Data items:
= Beginning of Section =

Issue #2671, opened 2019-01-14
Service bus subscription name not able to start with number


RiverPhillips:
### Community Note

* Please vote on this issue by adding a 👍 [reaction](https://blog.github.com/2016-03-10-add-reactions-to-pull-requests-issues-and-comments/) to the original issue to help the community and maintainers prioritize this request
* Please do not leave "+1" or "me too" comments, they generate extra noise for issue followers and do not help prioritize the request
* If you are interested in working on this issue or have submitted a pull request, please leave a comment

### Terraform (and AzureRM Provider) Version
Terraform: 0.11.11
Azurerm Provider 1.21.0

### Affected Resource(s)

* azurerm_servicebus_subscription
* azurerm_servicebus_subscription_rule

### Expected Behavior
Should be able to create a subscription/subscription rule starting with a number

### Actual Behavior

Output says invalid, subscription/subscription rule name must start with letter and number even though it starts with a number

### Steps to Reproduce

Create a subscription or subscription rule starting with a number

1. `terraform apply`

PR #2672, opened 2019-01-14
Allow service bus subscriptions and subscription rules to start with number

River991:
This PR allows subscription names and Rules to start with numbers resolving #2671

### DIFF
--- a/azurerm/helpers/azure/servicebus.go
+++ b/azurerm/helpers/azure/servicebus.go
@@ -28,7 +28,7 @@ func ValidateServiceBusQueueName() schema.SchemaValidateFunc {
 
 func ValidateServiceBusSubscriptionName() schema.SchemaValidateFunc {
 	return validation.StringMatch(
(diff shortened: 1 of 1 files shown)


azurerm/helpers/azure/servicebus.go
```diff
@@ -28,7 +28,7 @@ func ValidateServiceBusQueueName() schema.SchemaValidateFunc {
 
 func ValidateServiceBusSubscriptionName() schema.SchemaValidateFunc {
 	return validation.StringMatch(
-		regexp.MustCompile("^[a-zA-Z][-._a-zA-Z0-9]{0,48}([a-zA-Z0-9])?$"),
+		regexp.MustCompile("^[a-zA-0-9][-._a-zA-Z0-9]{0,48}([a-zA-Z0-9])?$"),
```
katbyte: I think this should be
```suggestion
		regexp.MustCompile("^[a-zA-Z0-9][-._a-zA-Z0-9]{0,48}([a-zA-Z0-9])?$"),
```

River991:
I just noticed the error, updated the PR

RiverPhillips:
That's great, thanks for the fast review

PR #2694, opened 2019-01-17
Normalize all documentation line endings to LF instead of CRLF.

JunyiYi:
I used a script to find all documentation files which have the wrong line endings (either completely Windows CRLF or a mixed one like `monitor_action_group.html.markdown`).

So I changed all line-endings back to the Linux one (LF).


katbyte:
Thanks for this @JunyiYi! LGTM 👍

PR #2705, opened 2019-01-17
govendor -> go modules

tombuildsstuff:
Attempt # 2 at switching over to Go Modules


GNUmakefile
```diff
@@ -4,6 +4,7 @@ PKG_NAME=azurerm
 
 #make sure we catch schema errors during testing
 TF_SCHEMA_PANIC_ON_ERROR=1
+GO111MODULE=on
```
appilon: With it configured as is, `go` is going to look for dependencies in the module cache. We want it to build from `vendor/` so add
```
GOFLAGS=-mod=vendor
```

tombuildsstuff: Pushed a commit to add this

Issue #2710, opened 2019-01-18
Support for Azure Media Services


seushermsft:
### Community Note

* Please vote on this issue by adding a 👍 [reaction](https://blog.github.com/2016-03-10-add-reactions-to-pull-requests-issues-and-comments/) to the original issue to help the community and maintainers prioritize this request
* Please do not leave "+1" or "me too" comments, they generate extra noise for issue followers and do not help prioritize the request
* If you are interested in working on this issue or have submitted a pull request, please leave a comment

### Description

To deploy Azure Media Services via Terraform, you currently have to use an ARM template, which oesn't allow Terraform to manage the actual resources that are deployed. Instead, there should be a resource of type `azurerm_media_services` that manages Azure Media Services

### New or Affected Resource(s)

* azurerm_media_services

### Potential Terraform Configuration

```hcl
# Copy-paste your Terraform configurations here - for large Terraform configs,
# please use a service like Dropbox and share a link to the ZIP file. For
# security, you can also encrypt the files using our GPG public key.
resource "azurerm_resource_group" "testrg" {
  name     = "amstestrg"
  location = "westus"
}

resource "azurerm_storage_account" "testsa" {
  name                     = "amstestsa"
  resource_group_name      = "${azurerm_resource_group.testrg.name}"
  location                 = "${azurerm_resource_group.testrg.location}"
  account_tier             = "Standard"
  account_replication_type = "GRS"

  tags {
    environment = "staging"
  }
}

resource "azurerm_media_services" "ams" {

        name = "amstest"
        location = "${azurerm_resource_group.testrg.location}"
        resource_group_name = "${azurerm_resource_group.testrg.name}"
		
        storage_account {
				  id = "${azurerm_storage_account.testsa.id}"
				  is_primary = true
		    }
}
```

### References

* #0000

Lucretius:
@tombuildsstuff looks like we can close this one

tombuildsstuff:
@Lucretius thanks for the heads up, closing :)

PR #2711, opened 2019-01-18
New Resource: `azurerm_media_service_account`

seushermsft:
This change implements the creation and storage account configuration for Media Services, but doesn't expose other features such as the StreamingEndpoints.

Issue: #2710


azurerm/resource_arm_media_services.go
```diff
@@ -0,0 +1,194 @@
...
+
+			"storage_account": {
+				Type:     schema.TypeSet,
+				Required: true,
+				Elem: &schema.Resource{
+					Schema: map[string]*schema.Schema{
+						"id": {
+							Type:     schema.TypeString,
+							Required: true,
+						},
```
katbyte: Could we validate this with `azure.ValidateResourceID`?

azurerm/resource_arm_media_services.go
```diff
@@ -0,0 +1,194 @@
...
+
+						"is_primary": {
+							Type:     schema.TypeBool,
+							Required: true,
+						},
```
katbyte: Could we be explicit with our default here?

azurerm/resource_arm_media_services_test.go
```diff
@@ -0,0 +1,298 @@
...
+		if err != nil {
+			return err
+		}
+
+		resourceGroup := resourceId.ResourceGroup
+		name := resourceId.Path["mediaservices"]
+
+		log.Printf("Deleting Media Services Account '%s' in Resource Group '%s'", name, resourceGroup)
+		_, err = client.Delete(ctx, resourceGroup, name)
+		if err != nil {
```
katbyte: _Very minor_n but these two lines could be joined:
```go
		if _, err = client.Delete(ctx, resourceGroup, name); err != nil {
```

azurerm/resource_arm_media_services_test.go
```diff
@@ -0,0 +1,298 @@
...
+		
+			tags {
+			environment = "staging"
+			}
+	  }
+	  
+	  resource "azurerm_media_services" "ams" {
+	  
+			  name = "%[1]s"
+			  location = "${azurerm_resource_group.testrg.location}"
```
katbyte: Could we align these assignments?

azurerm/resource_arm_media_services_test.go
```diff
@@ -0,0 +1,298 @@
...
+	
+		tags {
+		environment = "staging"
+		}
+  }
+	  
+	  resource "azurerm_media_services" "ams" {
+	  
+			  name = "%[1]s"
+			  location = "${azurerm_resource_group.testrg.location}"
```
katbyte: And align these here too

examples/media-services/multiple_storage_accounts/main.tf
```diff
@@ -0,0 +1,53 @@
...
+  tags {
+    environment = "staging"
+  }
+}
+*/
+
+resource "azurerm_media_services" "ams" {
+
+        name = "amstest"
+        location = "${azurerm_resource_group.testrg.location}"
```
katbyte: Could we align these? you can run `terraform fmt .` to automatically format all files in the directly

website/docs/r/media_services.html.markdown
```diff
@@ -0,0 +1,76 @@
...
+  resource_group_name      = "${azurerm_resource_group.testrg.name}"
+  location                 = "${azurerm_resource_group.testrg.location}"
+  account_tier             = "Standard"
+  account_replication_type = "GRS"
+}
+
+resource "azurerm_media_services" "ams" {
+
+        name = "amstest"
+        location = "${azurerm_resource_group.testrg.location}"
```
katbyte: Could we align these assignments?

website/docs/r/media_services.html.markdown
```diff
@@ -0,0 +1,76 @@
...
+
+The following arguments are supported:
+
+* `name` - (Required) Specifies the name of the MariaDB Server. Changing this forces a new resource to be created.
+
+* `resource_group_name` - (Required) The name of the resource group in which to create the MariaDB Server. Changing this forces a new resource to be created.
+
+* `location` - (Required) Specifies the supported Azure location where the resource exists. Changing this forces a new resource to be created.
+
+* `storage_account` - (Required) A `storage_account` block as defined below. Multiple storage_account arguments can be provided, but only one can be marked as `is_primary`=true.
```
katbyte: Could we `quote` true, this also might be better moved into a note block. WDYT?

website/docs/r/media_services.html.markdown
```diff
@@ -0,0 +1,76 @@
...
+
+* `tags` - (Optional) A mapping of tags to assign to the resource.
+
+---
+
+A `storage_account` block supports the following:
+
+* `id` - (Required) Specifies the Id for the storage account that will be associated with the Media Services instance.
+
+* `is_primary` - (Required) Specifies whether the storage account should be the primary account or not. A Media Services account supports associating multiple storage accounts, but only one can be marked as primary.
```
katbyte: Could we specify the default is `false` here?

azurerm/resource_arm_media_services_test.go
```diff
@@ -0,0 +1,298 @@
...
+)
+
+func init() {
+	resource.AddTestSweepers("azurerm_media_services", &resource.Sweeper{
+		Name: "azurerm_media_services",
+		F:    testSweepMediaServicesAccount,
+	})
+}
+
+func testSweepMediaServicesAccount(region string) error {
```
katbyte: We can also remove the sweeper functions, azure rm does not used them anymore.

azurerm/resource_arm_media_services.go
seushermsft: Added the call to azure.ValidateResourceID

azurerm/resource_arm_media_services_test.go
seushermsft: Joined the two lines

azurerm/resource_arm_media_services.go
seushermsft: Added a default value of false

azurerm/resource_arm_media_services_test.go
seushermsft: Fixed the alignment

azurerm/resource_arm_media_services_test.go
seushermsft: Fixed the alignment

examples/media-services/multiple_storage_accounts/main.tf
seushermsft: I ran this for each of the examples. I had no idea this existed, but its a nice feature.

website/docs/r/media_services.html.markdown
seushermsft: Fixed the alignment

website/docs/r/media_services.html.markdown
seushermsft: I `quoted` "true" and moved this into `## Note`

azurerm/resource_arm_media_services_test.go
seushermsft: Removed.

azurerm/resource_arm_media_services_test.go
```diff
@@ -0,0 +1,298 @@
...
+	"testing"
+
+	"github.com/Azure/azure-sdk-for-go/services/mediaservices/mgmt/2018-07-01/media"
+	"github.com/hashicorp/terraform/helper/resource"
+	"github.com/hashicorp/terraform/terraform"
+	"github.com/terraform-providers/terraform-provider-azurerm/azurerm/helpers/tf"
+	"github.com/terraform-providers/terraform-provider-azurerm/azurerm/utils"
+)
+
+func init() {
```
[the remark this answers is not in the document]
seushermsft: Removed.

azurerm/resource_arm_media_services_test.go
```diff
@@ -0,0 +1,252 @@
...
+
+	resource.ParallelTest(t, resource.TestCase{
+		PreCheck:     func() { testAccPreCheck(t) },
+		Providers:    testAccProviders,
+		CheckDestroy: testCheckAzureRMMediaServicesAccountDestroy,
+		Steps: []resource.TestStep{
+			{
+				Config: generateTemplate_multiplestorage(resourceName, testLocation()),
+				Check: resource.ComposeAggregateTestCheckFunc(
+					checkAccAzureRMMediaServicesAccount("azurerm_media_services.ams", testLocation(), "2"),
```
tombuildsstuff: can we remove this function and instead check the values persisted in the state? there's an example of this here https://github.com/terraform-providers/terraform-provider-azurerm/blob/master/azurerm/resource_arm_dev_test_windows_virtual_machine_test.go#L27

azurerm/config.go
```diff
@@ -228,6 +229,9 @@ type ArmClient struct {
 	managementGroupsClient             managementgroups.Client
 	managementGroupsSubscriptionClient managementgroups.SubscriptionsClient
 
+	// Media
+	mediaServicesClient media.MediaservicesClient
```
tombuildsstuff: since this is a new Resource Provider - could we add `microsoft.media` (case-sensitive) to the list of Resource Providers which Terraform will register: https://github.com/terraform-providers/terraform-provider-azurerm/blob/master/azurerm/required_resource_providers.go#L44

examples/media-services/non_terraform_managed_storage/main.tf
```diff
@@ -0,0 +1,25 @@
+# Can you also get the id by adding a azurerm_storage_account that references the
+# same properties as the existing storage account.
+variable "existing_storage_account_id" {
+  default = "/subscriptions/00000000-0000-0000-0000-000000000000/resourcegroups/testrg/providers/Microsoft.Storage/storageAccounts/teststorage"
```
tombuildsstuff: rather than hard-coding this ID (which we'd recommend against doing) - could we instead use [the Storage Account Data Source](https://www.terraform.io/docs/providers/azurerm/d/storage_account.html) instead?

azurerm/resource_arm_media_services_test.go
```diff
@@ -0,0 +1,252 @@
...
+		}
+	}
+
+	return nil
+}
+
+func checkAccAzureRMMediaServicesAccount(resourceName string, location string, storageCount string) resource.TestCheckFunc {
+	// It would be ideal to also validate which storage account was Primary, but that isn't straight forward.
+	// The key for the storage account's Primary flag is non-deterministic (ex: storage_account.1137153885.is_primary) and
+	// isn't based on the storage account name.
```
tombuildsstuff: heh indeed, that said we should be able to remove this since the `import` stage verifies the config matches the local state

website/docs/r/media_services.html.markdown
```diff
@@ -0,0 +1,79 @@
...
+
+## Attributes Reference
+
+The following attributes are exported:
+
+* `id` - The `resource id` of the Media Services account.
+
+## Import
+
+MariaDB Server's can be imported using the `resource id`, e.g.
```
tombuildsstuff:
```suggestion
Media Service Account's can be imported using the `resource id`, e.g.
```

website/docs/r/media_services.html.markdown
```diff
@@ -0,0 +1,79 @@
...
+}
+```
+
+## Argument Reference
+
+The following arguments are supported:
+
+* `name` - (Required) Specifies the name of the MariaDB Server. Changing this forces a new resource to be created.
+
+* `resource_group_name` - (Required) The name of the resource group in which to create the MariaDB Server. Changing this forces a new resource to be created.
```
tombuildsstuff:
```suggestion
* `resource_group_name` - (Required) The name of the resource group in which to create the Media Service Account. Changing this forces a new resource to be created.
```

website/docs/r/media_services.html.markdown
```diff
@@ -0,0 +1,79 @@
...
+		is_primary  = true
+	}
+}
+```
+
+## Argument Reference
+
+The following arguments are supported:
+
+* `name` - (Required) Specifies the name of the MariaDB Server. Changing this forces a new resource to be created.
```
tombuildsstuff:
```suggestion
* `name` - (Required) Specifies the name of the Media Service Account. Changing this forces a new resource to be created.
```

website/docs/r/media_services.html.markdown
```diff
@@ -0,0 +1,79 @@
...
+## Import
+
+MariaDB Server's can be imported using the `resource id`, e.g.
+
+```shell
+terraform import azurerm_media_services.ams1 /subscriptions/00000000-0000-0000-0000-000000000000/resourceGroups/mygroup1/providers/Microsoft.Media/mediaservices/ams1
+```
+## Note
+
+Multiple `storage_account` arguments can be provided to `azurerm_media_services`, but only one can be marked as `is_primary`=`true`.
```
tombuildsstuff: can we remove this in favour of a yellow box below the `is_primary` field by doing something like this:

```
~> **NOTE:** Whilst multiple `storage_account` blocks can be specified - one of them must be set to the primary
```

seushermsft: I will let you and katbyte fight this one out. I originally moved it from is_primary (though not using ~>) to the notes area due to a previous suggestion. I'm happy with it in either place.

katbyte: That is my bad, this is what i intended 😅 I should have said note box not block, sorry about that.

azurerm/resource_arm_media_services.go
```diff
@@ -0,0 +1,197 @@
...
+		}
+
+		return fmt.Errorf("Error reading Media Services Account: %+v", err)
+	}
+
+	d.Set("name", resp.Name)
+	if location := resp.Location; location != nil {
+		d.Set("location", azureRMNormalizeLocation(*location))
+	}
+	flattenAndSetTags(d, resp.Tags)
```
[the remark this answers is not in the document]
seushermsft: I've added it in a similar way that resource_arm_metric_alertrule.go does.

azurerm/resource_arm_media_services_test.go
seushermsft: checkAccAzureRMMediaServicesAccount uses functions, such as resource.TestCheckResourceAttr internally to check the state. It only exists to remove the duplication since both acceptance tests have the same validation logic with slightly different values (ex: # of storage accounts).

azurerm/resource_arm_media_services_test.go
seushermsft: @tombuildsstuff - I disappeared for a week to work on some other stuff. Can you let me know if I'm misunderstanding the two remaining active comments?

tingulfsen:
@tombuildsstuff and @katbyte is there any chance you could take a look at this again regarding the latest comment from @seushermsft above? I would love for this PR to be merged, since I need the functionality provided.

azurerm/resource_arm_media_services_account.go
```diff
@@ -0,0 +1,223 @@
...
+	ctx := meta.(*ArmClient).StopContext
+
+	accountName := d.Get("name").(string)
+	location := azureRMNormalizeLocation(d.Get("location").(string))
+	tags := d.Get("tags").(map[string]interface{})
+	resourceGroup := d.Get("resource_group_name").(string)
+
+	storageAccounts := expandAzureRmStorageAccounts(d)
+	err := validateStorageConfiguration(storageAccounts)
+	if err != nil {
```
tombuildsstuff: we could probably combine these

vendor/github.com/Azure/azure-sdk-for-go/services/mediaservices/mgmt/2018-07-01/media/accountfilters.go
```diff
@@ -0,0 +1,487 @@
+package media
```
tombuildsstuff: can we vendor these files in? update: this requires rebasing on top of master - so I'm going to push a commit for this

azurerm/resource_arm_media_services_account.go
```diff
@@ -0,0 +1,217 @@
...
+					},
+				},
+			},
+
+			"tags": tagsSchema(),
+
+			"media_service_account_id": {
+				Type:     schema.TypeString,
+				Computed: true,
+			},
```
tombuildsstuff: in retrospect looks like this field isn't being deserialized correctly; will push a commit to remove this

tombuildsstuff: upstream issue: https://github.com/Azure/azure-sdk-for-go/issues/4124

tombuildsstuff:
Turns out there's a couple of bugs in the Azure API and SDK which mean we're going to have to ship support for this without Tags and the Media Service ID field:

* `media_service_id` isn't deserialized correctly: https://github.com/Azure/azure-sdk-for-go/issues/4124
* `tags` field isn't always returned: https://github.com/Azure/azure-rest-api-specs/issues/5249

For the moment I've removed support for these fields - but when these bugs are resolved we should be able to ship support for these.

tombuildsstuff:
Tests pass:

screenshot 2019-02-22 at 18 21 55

= End of Section =

§ **EXERCISE GOAL**: Your answer must be every line from the entries that contains the string "mgmt", copied as it stands.

§ **SOLUTION TO THE PROBLEM**:
+	"github.com/Azure/azure-sdk-for-go/services/mediaservices/mgmt/2018-07-01/media"
vendor/github.com/Azure/azure-sdk-for-go/services/mediaservices/mgmt/2018-07-01/media/accountfilters.go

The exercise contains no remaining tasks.